What is the new point after rotating the point 3, -5 180 clockwise?
5 answers
The new point after rotating the point (3, -5) 180 degrees clockwise would be (-3, 5).
If a segment has an point 0, 4 and 3, 4 How long will the segment be after it's rotated 270 clock wise
To find the length of a segment, you need to calculate the distance between its two endpoints.
The segment is defined by the points (0, 4) and (3, 4).

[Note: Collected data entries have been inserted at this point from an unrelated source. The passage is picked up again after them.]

PR #5231, opened 2022-07-29
cmd/tsconnect: allow SSH username to be specified

### LINKED ISSUE #5139: cmd/tsconnect: Allow SSH user to be specified
Right now we rely on `defaultUser`, which is not documented

mihaip:
Redoes the UI to be a form, with a username field and a host drop-down
(we also show non-Tailscale SSH hosts now, in a separate section)

Fixes #5139

### DIFF
--- a/cmd/tsconnect/index.html
+++ b/cmd/tsconnect/index.html
@@ -12,7 +12,27 @@
         <div class="text-gray-600" id="state">Loading…</div>
       </header>
     </div>
-    <div id="peers" class="container mx-auto px-4"></div>
+    <form
+      id="ssh-form"
+      class="container mx-auto px-4 hidden flex justify-center"
+    >
+      <input type="text" class="input username" placeholder="Username" />
+      <div class="select-with-arrow mx-2">
+        <select class="select"></select>
+      </div>
+      <input
+        type="submit"
+        class="button bg-green-500 border-green-500 text-white hover:bg-green-600 hover:border-green-600"
+        value="SSH"
+      />
+    </form>
+    <div id="no-ssh" class="container mx-auto px-4 hidden text-center">
+      None of your machines have
+      <a href="https://tailscale.com/kb/1193/tailscale-ssh/" class="link"
+        >Tailscale SSH</a
+      >
+      enabled. Give it a try!
+    </div>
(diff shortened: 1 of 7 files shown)


mihaip:
Deployed at https://tsconnect.fly.dev/ if you want play with it.

bradfitz:
But now the hosts drop-down is all nodes, not just ones that can Tailscale SSH

mihaip:
> But now the hosts drop-down is all nodes, not just ones that can Tailscale SSH

Technically it should work if you're willing to do username/password credentials (have not tested this).

bradfitz:
> Technically it should work if you're willing to do username/password credentials (have not tested this).

I don't think we should permit password auth. I don't want to encourage people to type their passwords into rando websites.

mihaip:
> I don't think we should permit password auth. I don't want to encourage people to type their passwords into rando websites.

Fair enough, switched back to showing just nodes with Tailscale SSH.

cmd/tsconnect/index.html
```diff
@@ -12,7 +12,27 @@ <h1 class="text-3xl font-bold grow">Tailscale Connect</h1>
...
+        value="SSH"
+      />
+    </form>
+    <div id="no-ssh" class="container mx-auto px-4 hidden text-center">
+      None of your machines have
+      <a href="https://tailscale.com/kb/1193/tailscale-ssh/" class="link"
+        >Tailscale SSH</a
+      >
+      enabled. Give it a try!
+    </div>
```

When rotated 270 degrees clockwise, the new coordinates of the points will be:
(0, 4) -> (4, 0)
(3, 4) -> (-4, 3)
Now, we can calculate the distance between the two new points using the distance formula:
d = sqrt((x2 - x1)^2 + (y2 - y1)^2)
d = sqrt((4 - (-4))^2 + (0 - 3)^2)
= sqrt(8^2 + (-3)^2)
= sqrt(64 + 9)
= sqrt(73)
Therefore, the length of the segment after rotating it 270 degrees clockwise is √73 or approximately 8.54 units.
The segment is defined by the points (0, 4) and (3, 4).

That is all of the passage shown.